Key Take-Home Points

• Rocky shores are natural laboratories: small, sessile, slow fauna → elegant field manipulations.

• Upper distribution limits largely physical; lower limits usually biological (competition, predation).

• Diversity peaks at intermediate disturbance/predation; too little or too much reduces heterogeneity.

• Patch size, disturbance frequency, larval supply & consumer mobility jointly determine succession & alternative stable states.

• Experiments must control for artifacts (e.g. shading by cages).

• Temperature shifts (seasonal or climatic) can rapidly alter consumer behaviour and thus community structure.

Glossary

• Recruitment – settlement & survival of larvae to benthic life stage.

• Gregarious settlement – mass larval settlement event.

• Monoculture – area dominated by one species.
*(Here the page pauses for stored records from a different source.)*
PR #65, opened 2022-03-16
Reworked High Level Design

asafm:
Rewrote High Level design to include all required knowledge to undertand how the operator works

Included placeholder for CRD documentation

### DIFF
--- a/docs/designs/high-level.md
+++ b/docs/designs/high-level.md
@@ -1,33 +1,108 @@
-# K8s Operator
-The k8s OpenSearch Operator is composed of multiple entities, all deployed on kubernetes, allowing for automating the deployment, provisioning, management, and orchestration of OpenSearch clusters.
+# OpenSearch K8s Operator: High Level Design
+The k8s OpenSearch Operator is a software, written following the pattern of [Kubernetes Operator](https://kubernetes.io/docs/concepts/extend-kubernetes/operator/), with the goal of automating the provisioning, management, and orchestration of OpenSearch clusters on Kubernetes
 
-![alt text](assets/K8sOperator.png "Operator components diagram")
+## High Level Overview
+The OpenSearch Kubernetes Operator, as any other operator, is a process, deployed to Kubernetes as a container. It has several functionalities:
+1. Provisioning: Deploying OpenSearch Clusters to Kubernetes, based on a descriptor provided by the user. The descriptor can be changed by the user, and the environment may also change (e.g. machines terminates, etc). The operator responds and makes sure the running OpenSearch Cluster and other components it deploys, matches the descriptor. The OpenSearch clusters deployed are configured based on the descriptors.  
+2. Monitoring: Deploying tools needed to allow the person operating OpenSearch to have ready-made working dashboards and alerts.
+3. Auto-scaling: Based on OpenSearch metrics, the number of OpenSearch pods will be changed to match current workload.
 
-# The operator entities are divided into the following categories:
-- Triggers
-- Reconcilers
-- Exporters
+### Operator Configuration
+The descriptor, provided by the user, is a configuration data structure specifying:
+* Cluster composition: How many pods and which role they will run? What's their pod specification (cpu, memory, ...)? 
+* Cluster configuration: Configuration of OpenSearch
+* Operator Configuration: Security, Monitoring, Auto Scaling, OpenSearch Dashboard, ...
 
-# The Triggers responsibilities
-1. Watch for any change in the CRD (Operator) or any anomaly defined by user (AutoScaler)  
-2. Trigger required reconcile components 
-3. Allow/Block parallel reconcile work  
+The descriptor is a [Custom Resource](https://kubernetes.io/docs/concepts/extend-kubernetes/api-extension/custom-resources/) which effectively is a YAML answering to a schema (called a [Custom Resource Definition](https://kubernetes.io/docs/concepts/extend-kubernetes/api-extension/custom-resources/#customresourcedefinitions)). The operator is bundled with a [schema](../../opensearch-operator/config/crd/bases/opensearch.opster.io_opensearchclusters.yaml) for this resource which is deployed when deploying this operator. 
 
-# Reconcilers
-1. Initiated by the Triggers components. 
-2. Responsible for executing its logic end to end.
-3. Each Reconciler manage it own status.
+Each custom resource answering to that schema (kind: `OpenSearchCluster`) represents a **single** OpenSearch cluster. 
 
-# Exporters
-1. Export metrics and OS knowledge.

• Keystone predator – consumer with outsized community impact.

• Alternative Stable State – distinct community configuration that persists until substantial disturbance.

Classic References for Deep Dive

• Connell, J. H. (1961) – Barnacle zonation & competition.

• Underwood, A. J. (1980, 1981) – Ulva upper-shore limitation experiments.

• Paine, R. T. (1966, 1974) – Pisaster keystone predation.

• Dayton, P. K. (1971); Menge & Sutherland (1987).

• Sousa, W. P. (1984) – Disturbance & patch dynamics.

• Sanford, E. (1999) – Upwelling, temperature & Pisaster feeding rates.

“Every major idea in community ecology has been tested – and often discovered – on a rocky shore.”